这条古老寓言中隐含着一个永远新颖而高尚的寓意。这就是:所谓“人”只是部分地存在于所有的个人之中,或是通过其中的一种禀赋得以体现;你必须观察整个社会,才能获得对完整的人的印象。所谓“人”并非只是指一个农夫,或一位教授,或一位工程师,而是他们全体的相加。“人”是神父、学者、政治家、生产者、士兵。在分裂的,或者说是社会的状况下,上述的职能被分派给每一个个人,而他们中的每一个都致力于完成共同工作中分派给他的定额;与此同时,人们又相互弥补着自己。这个寓言暗示,个人若要把握他自己,就必须时常从自己的分工职能中脱离出来,去了解一下其他劳动者的感受。然而不幸的是,这原初的统一体,这力量的源头,早已被众人所瓜分,并且被分割得细而又细,抛售无贻。就好像是泼洒开的水滴,再也无法汇拢。社会正是这样一种状态:其中每一个人都好比从躯体上锯下的一段,它们昂然行走,形同怪物——一截手指、一个头颈、一副肠胃、一只臂肘,但从来不是完整的人。

“人”于是演变成为某一样东西,或许多种东西,农夫很少感受到他职务的真正尊严,并为之欣喜,因为他不过是“人”分派到田里收集食物的一部分。他只看见他的箩筐与大车,此外一无所视。于是他降级为一个农夫,而不再是农场上的“人”。商人极少认为他的生意具有理想的价值,他被本行业的技艺所支配,灵魂也沦为金钱的仆役。牧师变成了仪式,律师变成了法典,机械师变成了机器,水手变成了船上的一根绳子。
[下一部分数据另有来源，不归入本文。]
PR #3358, opened 2023-03-24
net/wireguard: Add Sync API endpoint, UI

### LINKED ISSUE #1951: plugins/net/wireguard configuration reload support
Currently when hitting the "Save" button under either Servers or Clients tabs, or calling the equivalent "reconfigure" API call, a traffic outage is caused to all VPN connections, even if there were no changes to the configuration.  It appears that a full restart of the service is taking place, causing interfaces to be removed and recreated etc, then all of the VPN peers need to re-connect after this, which can take from seconds to a couple of minutes depending on if you have Endpoint addresses defined on both sides of the connection.

The /usr/local/etc/rc.d/wireguard already supports a "reload" option, which uses the wg syncconf option, which allows you to update a particular interfaces configuration without any noticeable hit to traffic.

By adding the following section to /usr/local/opnsense/service/conf/actions.d/actions_wireguard.conf:

> [reload]
command:
    /usr/local/opnsense/scripts/OPNsense/Wireguard/setup.sh;
    /usr/local/etc/rc.d/wireguard reload;
parameters:
type:script
message:reloading Wireguard

and an additional function to /usr/local/opnsense/mvc/app/controllers/OPNsense/Wireguard/Api/ServiceController.php:
> /**
     * update config without restarting
     * @return array
     */
    public function reloadAction()
    {
           $backend = new Backend();
           $response = $backend->configdRun("wireguard reload");
    }

I can now successfully perform a GET (not the best choice) to /api/wireguard/service/reload which updates the configuration without causing an outage.

I understand there there may be issues when a new "Server" is created, as I don't believe the corresponding interface will be created with just the reload, as the wg-quick components would not be being called, but as far as adding / removing peers to existing endpoints this seems to work well - could this be considered going ahead?

OPNsense 20.1.9-amd64
os-wireguard 1.2

Cheers,
Adam

parnic:
This runs syncconf on the Wireguard adapter, which can be used to add or remove peers from an existing interface without disconnecting all clients in the process (as reconfigure/restart does). Reconfigure must still be used when making any change that's not adding or removing endpoints/peers.

Fixes #1951


net/wireguard/src/opnsense/mvc/app/controllers/OPNsense/Wireguard/Api/ServiceController.php
```diff
@@ -73,4 +73,16 @@ public function showhandshakeAction()
         $response = $backend->configdRun("wireguard showhandshake");
         return array("response" => $response);
     }
+
+    /**
+     * reload wireguard config
+     * @return array
+     */
+    public function reloadAction()
```
fichtner, line 81: Well this is fine, but we should really discuss a way for bringing this into the GUI because otherwise the next ticked will be opened asking for it.

parnic: Agreed. I'd love hear some thoughts on how to message the "this button will only do one specific thing". Happy to make that change!

parnic: I've added this in the form of a Refresh button, mimicking how the Nginx page works. Let me know if this is sufficient for this PR or if something different should happen.

fichtner: Sorry for radio silence. I've looked at the GUI again.. any reason we can't overlay the "apply" button in the Endpoints/Clients tab? Your button does the same except it does reload instead of restart... so is there any Endpoint change (e.g. adding a new or deleting) that would require a restart?

parnic: Yes, that's the tricky part. I believe most endpoint changes require a restart, but I'm not 100% sure which changes those are, so this felt safest.

parnic-sks:
@fichtner I've updated this for Wireguard plugin v2.0 (works with our OPNsense 23.7.3 installation now). Is there any chance this will be merged or should we continue to maintain the local changes in our install?

parnic:
(sorry for the double post, used wrong account)

@fichtner I've updated this for Wireguard plugin v2.0 (works with our OPNsense 23.7.3 installation now). Is there any chance this will be merged or should we continue to maintain the local changes in our install?

AdSchellevis:
I'm not sure we actually use this on the new version,  a reconfigure keeps unchanged instances active without a restart. When it's about peers loosing connections, the `reresolve-dns` might already be enough.

parnic:
Great - if reconfigure doesn't kill active connections anymore, then I agree this is unnecessary.

AdSchellevis:
Let's close this then, the code responsible for this new behavior is:

https://github.com/opnsense/plugins/blob/20533c665138a3c97ee2aaf881f482d1bb4e7f8b/net/wireguard/src/opnsense/scripts/Wireguard/wg-service-control.php#L151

在这种职能分配中,学者被指派去代表知识。正常状态下,他是所谓“思想着的人”。在糟糕的情况下,当他成为社会的牺牲品时,他就偏向于成为一个单纯的思想者,或者更糟一些,变为别人思想的鹦鹉学舌者。

以这种观点看待“思想着的人”,学者自身职能的道理就包含在其中了。大自然以它一切平和或教训的图画劝导他,人类的历史教育他,未来则邀请他。其实,每一个人岂不都是一个学生,天下万物不正是为了学生而存在的?而且,归根结底,真正的学者难道不正是掌握了自然奥秘的大师吗?然而,古谚语说得好,“万物皆有两端,当心错执一头”。生活中,学者往往也像其他人一样犯错误,并且有时背离他专有的职能。让我们看看他在学校里的情况,同时根据他所受到的主要影响来衡量他。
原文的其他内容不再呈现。